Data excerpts
***

PR #139, opened 2020-08-27
Inject mozPipelineMetadata to generated Glean json schemas

jklukas:
Makes Glean JSON schemas parallel to hand-written JSON schemas. See
https://github.com/mozilla-services/mozilla-pipeline-schemas/pull/579

### DIFF
--- a/Dockerfile
+++ b/Dockerfile
@@ -38,7 +38,7 @@ RUN pip install -r requirements/test_requirements.txt
 ADD . ${HOME}/mozilla-schema-generator
 ENV PATH $PATH:${HOME}/mozilla-schema-generator/bin
 
-RUN pip install -e ${HOME}/mozilla-schema-generator
+RUN pip install --no-dependencies -e ${HOME}/mozilla-schema-generator
 
 # Drop root and change ownership of the application folder to the user
 RUN chown -R ${USER_ID}:${GROUP_ID} ${HOME}
--- a/bin/alias_schemas
+++ b/bin/alias_schemas
@@ -57,7 +57,7 @@ def main(aliases_path, base_dir):
                 fname = source.name.replace(source_doctype, dest_doctype)
                 dest = dest_dir / fname
 
-                print(f"Aliasing {dest} to {source}")
+                print(f"Aliasing {source} to {dest}")
 
                 dest.parent.mkdir(parents=True, exist_ok=True)
                 shutil.copy(source, dest)
--- a/mozilla_schema_generator/__main__.py
+++ b/mozilla_schema_generator/__main__.py
@@ -214,16 +214,21 @@ def generate_glean_pings(config, out_dir, split, pretty, repo, generic_schema):
 
 
 def write_schema(repo, repo_id, config, out_dir, split, pretty, generic_schema):
-    schema_generator = GleanPing(repo)
+    schema_generator = GleanPing(repo, repo_id)
     schemas = schema_generator.generate_schema(config, split=False, generic_schema=generic_schema)
-    dump_schema(schemas, out_dir.joinpath(repo_id), pretty)
+    dump_schema(schemas, out_dir and out_dir.joinpath(repo_id), pretty)
 
 
 def dump_schema(schemas, out_dir, pretty, *, version=1):
-    json_dump_args = {'cls': SchemaEncoder}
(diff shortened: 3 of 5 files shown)


Dockerfile
```diff
@@ -38,7 +38,7 @@ RUN pip install -r requirements/test_requirements.txt
 ADD . ${HOME}/mozilla-schema-generator
 ENV PATH $PATH:${HOME}/mozilla-schema-generator/bin
 
-RUN pip install -e ${HOME}/mozilla-schema-generator
+RUN pip install --no-dependencies -e ${HOME}/mozilla-schema-generator
```
jklukas, line 41: This is an unrelated efficiency boost. We already install dependencies based on requirements.txt before this line, so we can save some time by avoiding validating dependencies here.

bin/alias_schemas
```diff
@@ -57,7 +57,7 @@ def main(aliases_path, base_dir):
                 fname = source.name.replace(source_doctype, dest_doctype)
                 dest = dest_dir / fname
 
-                print(f"Aliasing {dest} to {source}")
+                print(f"Aliasing {source} to {dest}")
```
jklukas, line 60: Unrelated bug fix.

mozilla_schema_generator/__main__.py
```diff
@@ -214,16 +214,21 @@ def generate_glean_pings(config, out_dir, split, pretty, repo, generic_schema):
...
+    json_dump_args = {
+        'cls': SchemaEncoder
+    }
     if pretty:
-        json_dump_args['indent'] = 4
-        json_dump_args['separators'] = (',', ':')
+        json_dump_args.update({
+            'indent': 4,
+            'separators': (',', ':'),
+            'sort_keys': True,
```
jklukas, line 230: Adding `sort_keys` here makes sure that `mozPipelineMetadata` appears near the top of the generated schemas, in line with how hand-written schemas from mps look.

mozilla_schema_generator/__main__.py
```diff
@@ -214,16 +214,21 @@ def generate_glean_pings(config, out_dir, split, pretty, repo, generic_schema):
 
 
 def write_schema(repo, repo_id, config, out_dir, split, pretty, generic_schema):
-    schema_generator = GleanPing(repo)
+    schema_generator = GleanPing(repo, repo_id)
```
jklukas, line 217: We need GleanPing to keep track of the repo_id (app_id) now since the generated metadata depends on it for the bq_dataset_family param.

jklukas:
Looks like I need to update tests

jklukas:
Tests are now passing, and you can see the effects of these logic changes in the following commit to `test-generated-schemas`:

https://github.com/mozilla-services/mozilla-pipeline-schemas/commit/7a366cf2ef9dbe9eda6842ec40bf84c8badb0013

bin/alias_schemas
fbertsch: Hah, I remember writing this and being undecided about the order.

tests/test_glean.py
```diff
@@ -67,11 +67,17 @@ def test_generic_schema(self, glean, config):
 
         final_schemas = {k: schemas[k][0].schema for k in schemas}
         for name, schema in final_schemas.items():
+            meta = schema.pop("mozPipelineMetadata")
```
fbertsch, line 70: `print_and_test` makes missing/altered elements in JSON much easier to understand on failure. Can We instead explicitly update the `generic_schema` to include this section?

bin/alias_schemas
jklukas: I was definitely interpreting this as basically meaning "I've copied X source file to Y destination". But I can now see how you might think about aliasing the opposite way.

tests/test_glean.py
jklukas: I'll look into whether we can refactor this.

fbertsch: Just to be clear - I don't see a great way to update the class function. Instead just add this blob to `generic_schema` in this test, and compare it all using `print_and_test`.

bin/alias_schemas
fbertsch: Yeah, probably just needs a bit more explanatory text.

***

List, from the entries above, every line in which the word "True" shows up.

                 dest.parent.mkdir(parents=True, exist_ok=True)
+            'sort_keys': True,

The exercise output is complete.